A Boeing Co. 777X airplane lands at the Boeing Field in Seattle, Washington, U.S., in January. Bloomberg News/Landov

 

Delta will offer more details on the changes to its fleet at a later date

Delta Air Lines Inc. plans to retire its 777 jumbo jets made by Boeing Co. and replace them with Airbus SE aircraft in another hit for the beleaguered U.S. planemaker.

Delta’s 18 Boeing 777s will end service by the end of the year as a result of the coronavirus pandemic, the airline said Thursday.

“The retirement will accelerate the airline’s strategy to simplify and modernize its fleet, while continuing to operate newer, more cost-efficient aircraft,” Delta said.

Delta will continue flying its fleet of long-haul, next-generation Airbus AIR,  A350-900s, which burn 21% less fuel per seat than the 777s they will replace, the airline said.

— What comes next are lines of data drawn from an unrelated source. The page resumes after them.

PR #334, opened 2025-06-16
dev-python/internetarchive python 3.13 add and add 5.3.0

vitaly-zdanevich:


dev-python/internetarchive/Manifest
```diff
@@ -1 +1,2 @@
 DIST v3.7.0.tar.gz 145990 BLAKE2B f4832193fde0afdfd6ea1af46d0dea08abd73e56b5d799eb4e9a1b6424f95dbb6b1d0bc3d25fe0ae2bda7edcd003cfbff97c941a313018d4fb83bb562e30c121 SHA512 56554c3001f21ce770fd44ed2628b2fac40b96bcd5370935604c1fec465fd5a44be4a89ffa119cbd6f01be805161fe2fac93375d96f59d2ed38ff6418d5da714
+DIST v5.3.0.tar.gz 152973 BLAKE2B 1ff3b3bb61d830a27738bded36346c599bd9adbe34c4627a88ed8a371249701c7219e798211e82f58a4e4207e83761154c1b43b4046d3cfbaeb2d0dfd414ad3f SHA512 8f0e07e5add97a8f4d194fef023388c702c17bdd1bf25b8b22e7962a53f2a8077577eb615d8eb74769a829bac5ec41aeb5617ea4fc8e38d4adb0be69b2a896f3
```
thesamesam: The distfile name here is too generic and must be renamed.

dev-python/internetarchive/internetarchive-5.3.0.ebuild
```diff
@@ -0,0 +1,31 @@
...
+
+DESCRIPTION="Lib and CLI for archive.org - for search, uploading, downloading, rename..."
+HOMEPAGE="https://github.com/jjjake/internetarchive"
+SRC_URI="https://github.com/jjjake/$PN/archive/refs/tags/v$PV.tar.gz"
+
+LICENSE="AGPL-3"
+SLOT="0"
+KEYWORDS="~amd64"
+
+RESTRICT="test"
```
thesamesam: Why aren't tests wired up?

dev-python/internetarchive/internetarchive-5.3.0.ebuild
```diff
@@ -0,0 +1,31 @@
...
+# Distributed under the terms of the GNU General Public License v2
+
+EAPI=8
+PYTHON_COMPAT=( python3_{11..13} )
+DISTUTILS_USE_PEP517=setuptools
+inherit distutils-r1
+
+DESCRIPTION="Lib and CLI for archive.org - for search, uploading, downloading, rename..."
+HOMEPAGE="https://github.com/jjjake/internetarchive"
+SRC_URI="https://github.com/jjjake/$PN/archive/refs/tags/v$PV.tar.gz"
```
thesamesam: Gentoo style is `${PN}` and `${PV}`.

dev-python/internetarchive/internetarchive-5.3.0.ebuild
```diff
@@ -0,0 +1,31 @@
...
+	dev-python/docopt[${PYTHON_USEDEP}]
+	dev-python/jsonpatch[${PYTHON_USEDEP}]
+	dev-python/requests[${PYTHON_USEDEP}]
+	dev-python/schema[${PYTHON_USEDEP}]
+	dev-python/tqdm[${PYTHON_USEDEP}]
+	dev-python/urllib3[${PYTHON_USEDEP}]
+"
+
+pkg_postinst() {
+	einfo "See documentation at https://archive.org/developers/internetarchive/"
```
thesamesam: Not sure this is really needed. Just put it in HOMEPAGE?

vitaly-zdanevich: But with HOMEPAGE user will not see it after install :(

stkw0: If users want to see the homepage, there is a variable for the HOMEPAGE and proper tools to get that information. 
Most users will probably just ignore it, and when they needed, they will use the standard tools. To have it in pkg_postinst is harmless but pointless.

dev-python/internetarchive/internetarchive-3.7.0.ebuild
```diff
@@ -1,20 +1,27 @@
...
 EAPI=8
-PYTHON_COMPAT=( python3_{11..12} )
+PYTHON_COMPAT=( python3_{11..13} )
 DISTUTILS_USE_PEP517=setuptools
 inherit distutils-r1
 
 DESCRIPTION="Lib and CLI for archive.org - for search, uploading, downloading, rename..."
 HOMEPAGE="https://github.com/jjjake/internetarchive"
-SRC_URI="https://github.com/jjjake/$PN/archive/refs/tags/v$PV.tar.gz"
+SRC_URI="https://github.com/jjjake/${PN}/archive/refs/tags/v${PV}.tar.gz -> ${P}.tar.gz"
```
stkw0: To make it even better it should be ${P}.gh.tar.gz as the source code can also be grabbed from https://pypi.org/project/internetarchive/

dev-python/internetarchive/internetarchive-3.7.0.ebuild
```diff
@@ -1,20 +1,27 @@
...
 
 LICENSE="AGPL-3"
 SLOT="0"
 KEYWORDS="~amd64"
 
-RESTRICT="test"
+BDEPEND="
+	test? (
+		dev-python/pytest[${PYTHON_USEDEP}]
```
stkw0: You don't need this

dev-python/internetarchive/internetarchive-5.3.0.ebuild
gonsoos: IMO, this belongs metadata.xml with a `doc` tag.

dev-python/internetarchive/internetarchive-3.7.0.ebuild
```diff
@@ -1,20 +1,26 @@
-# Copyright 2024 Gentoo Authors
+# Copyright 2025 Gentoo Authors
```
gonsoos: 2024-2025

dev-python/internetarchive/internetarchive-5.3.0.ebuild
```diff
@@ -0,0 +1,39 @@
+# Copyright 2025 Gentoo Authors
```
gonsoos: 2024-2025

dev-python/internetarchive/internetarchive-5.3.0.ebuild
```diff
@@ -0,0 +1,39 @@
...
+# Distributed under the terms of the GNU General Public License v2
+
+EAPI=8
+PYTHON_COMPAT=( python3_{11..13} )
+DISTUTILS_USE_PEP517=setuptools
+inherit distutils-r1
+
+DESCRIPTION="Lib and CLI for archive.org - for search, uploading, downloading, rename..."
```
gonsoos: No ellipses or full stops at the end of DESCRIPTION. The upstream description reads:
> A Python and Command-Line Interface to Archive.org

dev-python/internetarchive/internetarchive-5.3.0.ebuild
```diff
@@ -0,0 +1,39 @@
...
+HOMEPAGE="https://github.com/jjjake/internetarchive"
+SRC_URI="https://github.com/jjjake/${PN}/archive/refs/tags/v${PV}.tar.gz -> ${P}.gh.tar.gz"
+
+LICENSE="AGPL-3"
+SLOT="0"
+KEYWORDS="~amd64"
+
+RESTRICT="test"
```
gonsoos: Now that you're wiring up tests, this needs to be removed so that tests actually run, if the user has `FEATURES=test`.

dev-python/internetarchive/internetarchive-5.3.0.ebuild
thesamesam: FWIW, we often avoid "A.."

vitaly-zdanevich:
Hm, I tried `USE=test emerge -a dev-python/internetarchive` and see
`>>> Test phase [not enabled]: dev-python/internetarchive-3.7.0`

vitaly-zdanevich:
@jjjake hi, what is the correct way to disable networked tests? Or should you add mocks? Because on Gentoo, during installation - the network is not available.

pHlt7:
> @jjjake hi, 

Please use the appropriate help channels, such as `#gentoo-dev-help` on IRC, when encountering issues during ebuild development instead of involving upstream.

The test failures are a Gentoo-specific issue, because we build and test packages with `FEATURES=network-sandbox`, which removes network access during the ebuild phase functions as the name implies. > what is the correct way to disable networked tests? Or should you add mocks? Because on Gentoo, during installation - the network is not available.

> what is the correct way to disable networked tests?

Try disabling the networked tests using the `EPYTEST_DESELECT` array. You can reference Gentoo's Python Guide for how to use it:
https://projects.gentoo.org/python/guide/pytest.html#skipping-tests-based-on-paths-names

pHlt7:
Please split the commits like I asked you to and add a Signed-off-by tag.

pHlt7:
The first commit message is still incorrect. Also, dependencies must be defined before calling `distutils_enable_tests`. In order: `RDEPEND`, then `BDEPEND`, then `EPYTEST_DESELECT` and lastly `distutils_enable_tests`.

vitaly-zdanevich:
> dependencies must be defined before calling

Should `pkgcheck scan` say that?

pHlt7:
>> dependencies must be defined before calling

> Should pkgcheck scan say that?

It could :shrug: 



>> In order: RDEPEND, then BDEPEND

> But more logical Build before Run?

While uncommon, in hindsight that's also acceptable. I thought `pkgcheck scan` enforces the ordering of the *DEPEND variables in [`skel.ebuild`](https://github.com/gentoo/gentoo/blob/master/skel.ebuild) but it doesn't and for good reason.

PR #335, opened 2025-06-16
app-text/writedoc: new package for fast file creation and organisation

Chiron8:
This pr adds app-text/writedoc

This is a simple utility that helps create files without needing to define file paths or types for the purpose of quick note taking. It supports changing default directories and file types.

Written in Bash
License - MIT
Tested on ~amd64 and ~x86

Remote-ID: [GitHub - Chiron8/writedoc](https://github.com/Chiron8/writedoc)

Signed-off-by: Chiron Horwood chiron.dev8@gmail.com


app-text/writedoc/writedoc-2.2.ebuild
```diff
@@ -0,0 +1,28 @@
+EAPI=8
```
thesamesam, line 1: Please always run `pkgcheck scan` and `pkgcheck scan --commits`.

app-text/writedoc/writedoc-2.2.ebuild
```diff
@@ -0,0 +1,28 @@
...
+DESCRIPTION="Quick file creation without file paths"
```
thesamesam, line 2: The ebuild is missing the copyright header and the formatting is also strange, missing whitespace/blank lines everywhere.

app-text/writedoc/writedoc-2.2.ebuild
```diff
@@ -0,0 +1,28 @@
...
+HOMEPAGE="https://github.com/Chiron8/writedoc"
+SRC_URI="https://github.com/Chiron8/writedoc/archive/refs/tags/v${PV}.tar.gz -> ${P}.tar.gz"
+LICENSE="MIT"
+SLOT="0"
+KEYWORDS="~amd64 ~x86"
+FEATURES="test"
```
thesamesam, line 8: This is not something ebuilds should set.

app-text/writedoc/writedoc-2.2.ebuild
```diff
@@ -0,0 +1,28 @@
...
+src_test() {
+nvim -v >> /dev/null || die "neovim not installed"
+}
+src_install() {
+install -Dm755 writedoc "${D}/usr/bin/writedoc" || die
+install -Dm644 writedoc.1 "${D}/usr/share/man/man1/writedoc.1" || die
+dodoc README.md
+}
+pkg_postinst() {
+ewarn "Running post install tests"
```
thesamesam, line 22: We do not have a facility for post-merge testing. We have some plans for it, but it's only necessary for some special cases where privileges are needed and such, not this.

The code here should really be in `src_test` instead. Also, in `pkg_postinst`, this would break for cross-compilation.

app-text/writedoc/writedoc-2.2.ebuild
```diff
@@ -0,0 +1,28 @@
...
+LICENSE="MIT"
+SLOT="0"
+KEYWORDS="~amd64 ~x86"
+FEATURES="test"
+RDEPEND="
+app-shells/bash
+app-editors/neovim
+"
+src_test() {
+nvim -v >> /dev/null || die "neovim not installed"
```
thesamesam, line 14: It seems impossible for this to fail given neovim is a dependency, but it's also not testing writedoc itself?

app-text/writedoc/writedoc-2.2.ebuild
```diff
@@ -0,0 +1,28 @@
...
+}
+src_install() {
+install -Dm755 writedoc "${D}/usr/bin/writedoc" || die
```
thesamesam, line 17: * Is there no proper build system upstream?
* Please use `doins` and friends if you must.
* Supposing you must use `install`, you should have `ED` in there.

Chiron8:
Thank you for the feedback. I'll keep this local for now.

PR #298, opened 2025-03-03
dev-cpp/fast_obj: new package

vitaly-zdanevich:

PR #297, opened 2025-03-01
gui-apps/organicmaps: fix compilation

vitaly-zdanevich:
In the next PR will add versioned ebuild.

PR #336, opened 2025-06-17
new package

vitaly-zdanevich:
From https://github.com/onkelbeh/HomeAssistantRepository/tree/master/dev-python/pyicloud


stkw0:
It's not acceptable to just make a copy-paste and expect it would be merged. You can close this PR, or look for yourself what is wrong and fix it.

vitaly-zdanevich:
Fixed dependencies.

stkw0:
Starting with the most formal things:
 - commit don't have the Signed-off-by tag
 - The change to the DESCRIPTION makes it more obscure to understand what is this package about
 - you just copy-pasted a pretty old version, why you didn't even cared to update it?
 - we only store the hashes for DIST entries, not EBUILD or MISC. Metadata file should be regenerated
 - Yes, the maintainer file was wrong, it is still wrong as it should have the maintainer needed comment.
 - As you might have noticed, the minimum python version was being moved to pyhon3_11
 - you clearly didn't run pkgcheck, which is supposed to be a tool to help find common mistakes
 - KEYWORDS should only list the arch that has been tested. And you probably didn't test the arm ones
- (maybe something else I miss)

Most of it, individually, could be taken as a small slip. However, in this case it was clearly not a mistake but a total carelessness. Even worst given that you have been around for ¿years? so you were probably aware of the most basic things (so it's not because of ignorance). As a result, I don't think you are competent enough and that it would be bad for the maintenance of the repository to add your ebuilds or the ones you send, unless there is a more capable person that is willing to take care of maintaining them. 

I would not review or merge your PR that adds a new package from now on, and it's my opinion that you should avoid sending PR for new packages (and close the ones that add new packages).

vitaly-zdanevich:
Fixed everything.

stkw0:
Last version is the 2.0.1 from 4 days ago. See https://pypi.org/project/pyicloud/#history, https://github.com/timlaing/pyicloud and github.com/pypi/support/issues/5377

vitaly-zdanevich:
> close the ones that add new packages

https://github.com/gentoo/guru/pull/298 is needed to fix Organicmaps https://github.com/gentoo/guru/pull/297

MrRoy:
> Replaced the upstream.

Not in metadata.xml

PR #37, opened 2020-03-11
Add support for custom vexriscv instructions

xobs:
This adds a new namespace under "registers" to support the custom interrupt controller on vexriscv.


src/register/vexriscv/mod.rs
```diff
@@ -0,0 +1,10 @@
+pub mod dci;
+pub use self::dci::*;
```
Disasm: `read_csr_as_usize` macro will declare a `read` function in each module. Is it useful to *-reexport all the module contents?

src/register/mod.rs
```diff
@@ -108,3 +108,7 @@ pub use self::mhpmeventx::*;
 
 
 // TODO: Debug Mode Registers
+
+
+// Vexriscv custom instructions
```
Disasm:
```suggestion
// Vexriscv custom CSRs
```

src/register/vexriscv/mod.rs
xobs: No, I misunderstood which modules get re-exported.  It looks like only certain register groups -- namely those that end in `-x` -- get exported.  I'll remove the re-export.

src/register/mod.rs
xobs: Good call

xobs:
1. I've added some module docs.  Please let me know if that's what you're looking for, or if you'd prefer something else.

2. You're correct: https://github.com/SpinalHDL/VexRiscv/blob/master/src/main/scala/vexriscv/plugin/ExternalInterruptArrayPlugin.scala#L25 and https://github.com/SpinalHDL/VexRiscv/blob/95237b23ea2d658cb3e0aa77680ca2851ef5d882/src/main/scala/vexriscv/plugin/DBusCachedPlugin.scala#L358 -- I'll update those to be readonly.

PR #42, opened 2020-05-15
Only checking for necessary extensions when linking

ilya-epifanov:
`M`, `A`, `F` and `D` (as part of `G`) extensions don't matter at all, so generating binaries for them is not necessary, really. Also, if another rust RISC-V target were to come up, this crate would not support it.

In this PR I'm restricting a list of extensions to consider when generating static archives and linking to `I` and `C`.


ilya-epifanov:
The build seems to be broken in `master`. None of the build errors were caused by changes in this PR

PR #47, opened 2020-05-27
Replace asm! with llvm_asm!

Disasm:
`asm!` was replaced with a different implementation on nightly, the old one is renamed into `llvm_asm!`


almindor:
r+

PR #50, opened 2020-06-20
Update MSRV, release v0.6.0

Disasm:

PR #51, opened 2020-06-20
Fix {S,U}tvec::trap_mode() functions to match Mtvec::trap_mode()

Boeing did not immediately respond to a request for comment.

The planemaker, still reeling from the worldwide grounding of its 737 Max aircraft, has struggled amid the pandemic as travel ground to a halt and its airline customers delay or forgo plane orders.

Boeing launched its 777 program in 1990, with the first deliveries being made in the mid-1990s.

Delta was one of a few airlines to work with Boeing to develop the twin-jet, wide-body aircraft, which cleared new possibilities for non-stop, long-haul flights. Delta flew the planes from Atlanta to Johannesburg, from Los Angeles to Sydney, and other distant destinations.

The airline last month announced plans to accelerate the retirement of the MD-88 and MD-90 fleets to June.

Like its peers around the world, Delta has responded to the economic devastation caused by the coronavirus by cutting capacity and costs, furloughing employees, and parking aircraft and considering early aircraft retirements to reduce its operational complexity and cost.

Delta said Thursday it has parked more than 650 mainline and regional aircraft to match the decimated demand.

Despite the reduction in international passenger air travel, Delta’s 777 fleet had been busy.

Since late April, the “workhorse” plane “has flown dozens of trips from Chicago and Los Angeles to Frankfurt to deliver mail to U.S. military troops abroad; operated between the U.S. and Asia to deliver thousands of pounds of critical, life-saving supplies to aid in the COVID-19 response; and carried thousands of U.S. citizens back to the U.S. from Sydney, Mumbai, Manila and other cities around the world,” the company said.

Delta said more details on the timing of the 777’s exit from the fleet will be disclosed at a later date.

The airline and other U.S. peers are receiving a government bailout. The recovery for airlines is expected to be slow, and in recent trading sessions airline stocks, including Delta’s, hit new lows.

So far this year, Delta shares have lost 68%, and Boeing shares are down 64%. That compares with losses of 13% and 19% for the S&P 500 index and the Dow Jones Industrial in the same period.